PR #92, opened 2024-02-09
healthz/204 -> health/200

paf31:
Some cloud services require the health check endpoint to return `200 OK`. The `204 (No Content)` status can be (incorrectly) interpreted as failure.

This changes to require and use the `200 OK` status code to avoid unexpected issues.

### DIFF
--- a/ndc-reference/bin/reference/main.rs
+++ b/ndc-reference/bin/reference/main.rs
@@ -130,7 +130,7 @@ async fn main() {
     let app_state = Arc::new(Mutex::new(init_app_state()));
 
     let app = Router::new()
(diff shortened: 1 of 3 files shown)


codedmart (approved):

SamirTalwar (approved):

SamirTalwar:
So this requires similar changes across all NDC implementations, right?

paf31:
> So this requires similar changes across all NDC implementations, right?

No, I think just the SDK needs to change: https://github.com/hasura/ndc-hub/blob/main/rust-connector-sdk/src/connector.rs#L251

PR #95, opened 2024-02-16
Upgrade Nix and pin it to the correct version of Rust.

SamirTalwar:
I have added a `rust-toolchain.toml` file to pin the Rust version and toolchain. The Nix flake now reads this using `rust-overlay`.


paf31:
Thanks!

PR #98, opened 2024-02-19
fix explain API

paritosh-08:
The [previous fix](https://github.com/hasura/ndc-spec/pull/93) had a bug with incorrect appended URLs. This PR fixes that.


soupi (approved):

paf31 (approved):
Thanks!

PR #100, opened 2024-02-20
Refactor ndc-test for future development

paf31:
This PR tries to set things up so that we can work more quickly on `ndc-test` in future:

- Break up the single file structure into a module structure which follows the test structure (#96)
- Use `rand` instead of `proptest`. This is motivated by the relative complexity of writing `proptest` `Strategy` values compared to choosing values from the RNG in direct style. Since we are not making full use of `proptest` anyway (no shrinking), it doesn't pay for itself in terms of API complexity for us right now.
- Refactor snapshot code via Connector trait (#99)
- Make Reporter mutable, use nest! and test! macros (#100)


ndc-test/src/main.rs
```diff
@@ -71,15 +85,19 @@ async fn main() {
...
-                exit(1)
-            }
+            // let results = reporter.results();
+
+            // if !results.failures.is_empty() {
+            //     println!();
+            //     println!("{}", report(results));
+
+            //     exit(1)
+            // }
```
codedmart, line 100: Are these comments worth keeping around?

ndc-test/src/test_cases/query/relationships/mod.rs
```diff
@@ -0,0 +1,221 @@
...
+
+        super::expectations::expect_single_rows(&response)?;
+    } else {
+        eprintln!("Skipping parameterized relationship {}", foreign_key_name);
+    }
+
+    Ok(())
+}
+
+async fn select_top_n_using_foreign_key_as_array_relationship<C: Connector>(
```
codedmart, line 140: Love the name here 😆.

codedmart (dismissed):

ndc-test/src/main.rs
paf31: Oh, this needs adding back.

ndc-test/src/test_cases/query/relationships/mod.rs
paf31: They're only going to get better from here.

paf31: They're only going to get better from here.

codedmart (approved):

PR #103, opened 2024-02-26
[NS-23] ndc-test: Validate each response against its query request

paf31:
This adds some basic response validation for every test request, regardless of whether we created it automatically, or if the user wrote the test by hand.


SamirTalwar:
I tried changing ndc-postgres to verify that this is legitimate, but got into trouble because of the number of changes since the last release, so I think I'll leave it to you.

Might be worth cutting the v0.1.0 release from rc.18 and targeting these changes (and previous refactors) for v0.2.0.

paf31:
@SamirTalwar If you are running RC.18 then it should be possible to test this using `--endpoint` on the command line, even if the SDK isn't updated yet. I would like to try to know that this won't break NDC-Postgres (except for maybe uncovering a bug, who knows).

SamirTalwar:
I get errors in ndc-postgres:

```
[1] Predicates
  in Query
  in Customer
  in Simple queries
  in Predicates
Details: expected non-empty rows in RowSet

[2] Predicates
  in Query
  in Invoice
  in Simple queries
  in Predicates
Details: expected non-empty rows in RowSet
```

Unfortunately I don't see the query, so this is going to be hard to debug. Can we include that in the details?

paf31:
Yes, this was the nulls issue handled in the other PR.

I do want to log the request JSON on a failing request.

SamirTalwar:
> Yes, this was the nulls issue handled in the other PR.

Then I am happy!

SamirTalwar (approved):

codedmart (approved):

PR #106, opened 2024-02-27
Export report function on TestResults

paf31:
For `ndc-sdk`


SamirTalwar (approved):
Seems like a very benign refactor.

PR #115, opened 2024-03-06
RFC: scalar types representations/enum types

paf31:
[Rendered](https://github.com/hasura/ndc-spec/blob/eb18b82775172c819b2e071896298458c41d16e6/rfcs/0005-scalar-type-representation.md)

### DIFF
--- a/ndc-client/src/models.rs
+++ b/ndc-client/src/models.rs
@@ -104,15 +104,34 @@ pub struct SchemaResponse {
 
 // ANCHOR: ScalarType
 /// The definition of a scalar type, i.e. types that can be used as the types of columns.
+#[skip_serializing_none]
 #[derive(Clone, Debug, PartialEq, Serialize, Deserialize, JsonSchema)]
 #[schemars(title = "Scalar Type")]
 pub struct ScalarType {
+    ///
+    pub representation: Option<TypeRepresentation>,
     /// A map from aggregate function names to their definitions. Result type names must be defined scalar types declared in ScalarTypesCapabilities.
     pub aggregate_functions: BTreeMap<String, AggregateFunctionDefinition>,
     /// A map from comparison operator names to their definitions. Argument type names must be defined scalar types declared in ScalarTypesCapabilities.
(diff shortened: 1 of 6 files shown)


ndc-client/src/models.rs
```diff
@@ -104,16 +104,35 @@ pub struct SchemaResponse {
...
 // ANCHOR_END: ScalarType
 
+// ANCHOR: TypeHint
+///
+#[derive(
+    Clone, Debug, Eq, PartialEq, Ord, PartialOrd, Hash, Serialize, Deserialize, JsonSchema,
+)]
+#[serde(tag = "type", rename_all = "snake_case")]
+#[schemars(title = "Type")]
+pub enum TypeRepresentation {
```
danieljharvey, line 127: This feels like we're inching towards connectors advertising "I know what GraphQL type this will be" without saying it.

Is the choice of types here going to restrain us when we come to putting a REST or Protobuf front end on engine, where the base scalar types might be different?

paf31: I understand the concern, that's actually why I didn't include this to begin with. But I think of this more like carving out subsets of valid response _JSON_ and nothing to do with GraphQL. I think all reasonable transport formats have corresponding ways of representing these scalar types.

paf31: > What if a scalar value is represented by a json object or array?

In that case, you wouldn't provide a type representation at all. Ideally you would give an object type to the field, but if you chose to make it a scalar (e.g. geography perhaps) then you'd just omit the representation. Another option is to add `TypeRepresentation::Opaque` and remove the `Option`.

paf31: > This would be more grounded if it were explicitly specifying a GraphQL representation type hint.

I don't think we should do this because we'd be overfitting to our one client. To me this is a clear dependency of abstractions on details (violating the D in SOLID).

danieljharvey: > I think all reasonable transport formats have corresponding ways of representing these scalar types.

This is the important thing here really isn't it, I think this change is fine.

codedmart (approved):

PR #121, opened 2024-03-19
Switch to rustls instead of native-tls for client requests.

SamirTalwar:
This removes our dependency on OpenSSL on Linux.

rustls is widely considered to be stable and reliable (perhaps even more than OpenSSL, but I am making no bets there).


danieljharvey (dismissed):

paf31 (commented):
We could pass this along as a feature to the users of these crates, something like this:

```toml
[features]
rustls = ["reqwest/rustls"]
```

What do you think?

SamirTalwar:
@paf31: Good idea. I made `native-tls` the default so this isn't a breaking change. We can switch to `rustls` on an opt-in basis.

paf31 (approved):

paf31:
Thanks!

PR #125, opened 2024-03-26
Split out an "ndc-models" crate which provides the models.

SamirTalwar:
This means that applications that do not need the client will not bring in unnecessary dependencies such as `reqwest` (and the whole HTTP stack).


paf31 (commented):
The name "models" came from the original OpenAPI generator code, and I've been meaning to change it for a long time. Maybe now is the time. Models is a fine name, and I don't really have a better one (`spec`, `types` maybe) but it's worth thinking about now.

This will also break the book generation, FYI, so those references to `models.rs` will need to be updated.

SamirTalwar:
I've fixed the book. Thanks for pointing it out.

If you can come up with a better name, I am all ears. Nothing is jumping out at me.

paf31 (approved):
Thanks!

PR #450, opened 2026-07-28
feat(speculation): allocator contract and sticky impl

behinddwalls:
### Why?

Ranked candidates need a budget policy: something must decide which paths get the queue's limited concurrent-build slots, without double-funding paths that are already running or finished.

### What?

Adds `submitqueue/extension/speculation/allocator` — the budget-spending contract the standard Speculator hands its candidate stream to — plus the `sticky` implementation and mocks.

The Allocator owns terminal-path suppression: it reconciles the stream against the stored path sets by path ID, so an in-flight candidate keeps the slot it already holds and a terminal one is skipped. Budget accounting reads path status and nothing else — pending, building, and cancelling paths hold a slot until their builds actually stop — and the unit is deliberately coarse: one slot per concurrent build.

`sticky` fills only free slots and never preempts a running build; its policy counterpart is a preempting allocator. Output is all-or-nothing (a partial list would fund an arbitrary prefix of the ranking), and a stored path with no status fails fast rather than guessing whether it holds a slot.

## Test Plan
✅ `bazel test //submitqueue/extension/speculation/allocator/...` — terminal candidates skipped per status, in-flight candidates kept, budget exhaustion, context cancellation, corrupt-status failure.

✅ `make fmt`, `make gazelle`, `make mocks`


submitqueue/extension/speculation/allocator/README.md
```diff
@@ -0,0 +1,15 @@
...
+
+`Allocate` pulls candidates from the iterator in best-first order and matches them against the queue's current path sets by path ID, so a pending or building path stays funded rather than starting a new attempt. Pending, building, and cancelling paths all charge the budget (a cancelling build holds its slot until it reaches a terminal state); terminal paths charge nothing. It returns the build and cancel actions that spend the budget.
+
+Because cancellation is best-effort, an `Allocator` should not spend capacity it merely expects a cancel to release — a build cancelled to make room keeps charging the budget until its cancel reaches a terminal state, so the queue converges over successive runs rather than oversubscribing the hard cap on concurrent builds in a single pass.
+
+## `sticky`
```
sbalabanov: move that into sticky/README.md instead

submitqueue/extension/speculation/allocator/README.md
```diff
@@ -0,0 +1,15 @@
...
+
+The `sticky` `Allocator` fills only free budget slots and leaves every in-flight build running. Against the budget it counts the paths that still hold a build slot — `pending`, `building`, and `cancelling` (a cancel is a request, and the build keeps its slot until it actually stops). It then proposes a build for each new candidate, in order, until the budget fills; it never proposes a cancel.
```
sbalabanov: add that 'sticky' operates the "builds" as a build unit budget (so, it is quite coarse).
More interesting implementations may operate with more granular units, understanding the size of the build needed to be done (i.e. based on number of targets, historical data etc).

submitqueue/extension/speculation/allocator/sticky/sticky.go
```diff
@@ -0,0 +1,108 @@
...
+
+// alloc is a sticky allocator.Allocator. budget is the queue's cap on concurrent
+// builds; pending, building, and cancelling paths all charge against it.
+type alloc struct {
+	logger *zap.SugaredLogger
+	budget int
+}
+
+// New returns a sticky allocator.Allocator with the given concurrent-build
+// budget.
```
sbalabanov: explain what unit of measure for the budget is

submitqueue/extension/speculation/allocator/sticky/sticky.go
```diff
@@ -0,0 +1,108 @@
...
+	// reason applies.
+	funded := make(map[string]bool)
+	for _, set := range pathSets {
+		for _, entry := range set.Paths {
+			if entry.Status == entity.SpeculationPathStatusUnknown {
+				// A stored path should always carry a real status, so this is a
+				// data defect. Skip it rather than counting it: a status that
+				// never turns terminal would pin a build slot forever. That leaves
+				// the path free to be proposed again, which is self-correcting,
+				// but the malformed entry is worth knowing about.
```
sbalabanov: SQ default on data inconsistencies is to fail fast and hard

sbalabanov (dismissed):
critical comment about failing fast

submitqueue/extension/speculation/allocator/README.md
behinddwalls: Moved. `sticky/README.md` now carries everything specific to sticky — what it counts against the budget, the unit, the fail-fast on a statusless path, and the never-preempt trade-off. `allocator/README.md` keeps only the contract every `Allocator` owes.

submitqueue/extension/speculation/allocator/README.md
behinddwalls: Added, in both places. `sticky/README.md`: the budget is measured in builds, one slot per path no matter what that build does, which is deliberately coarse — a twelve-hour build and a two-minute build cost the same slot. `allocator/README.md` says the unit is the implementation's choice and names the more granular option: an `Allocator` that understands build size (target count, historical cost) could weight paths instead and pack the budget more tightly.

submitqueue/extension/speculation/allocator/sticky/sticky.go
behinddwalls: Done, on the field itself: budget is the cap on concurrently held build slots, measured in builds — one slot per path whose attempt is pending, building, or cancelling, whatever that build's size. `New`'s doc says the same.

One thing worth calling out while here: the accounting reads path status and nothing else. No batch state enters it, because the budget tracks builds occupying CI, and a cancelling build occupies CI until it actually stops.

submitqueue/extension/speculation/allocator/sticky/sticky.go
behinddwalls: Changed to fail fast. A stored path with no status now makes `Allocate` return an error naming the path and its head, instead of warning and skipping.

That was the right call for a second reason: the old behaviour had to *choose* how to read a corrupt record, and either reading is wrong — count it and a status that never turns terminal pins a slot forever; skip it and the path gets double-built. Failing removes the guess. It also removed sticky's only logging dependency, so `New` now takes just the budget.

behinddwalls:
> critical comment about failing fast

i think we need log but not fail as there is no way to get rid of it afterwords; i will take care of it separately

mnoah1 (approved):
━━━━━━━━━━
Return every line of the material in which the word "cancellation" is found.

✅ `bazel test //submitqueue/extension/speculation/allocator/...` — terminal candidates skipped per status, in-flight candidates kept, budget exhaustion, context cancellation, corrupt-status failure.
+Because cancellation is best-effort, an `Allocator` should not spend capacity it merely expects a cancel to release — a build cancelled to make room keeps charging the budget until its cancel reaches a terminal state, so the queue converges over successive runs rather than oversubscribing the hard cap on concurrent builds in a single pass.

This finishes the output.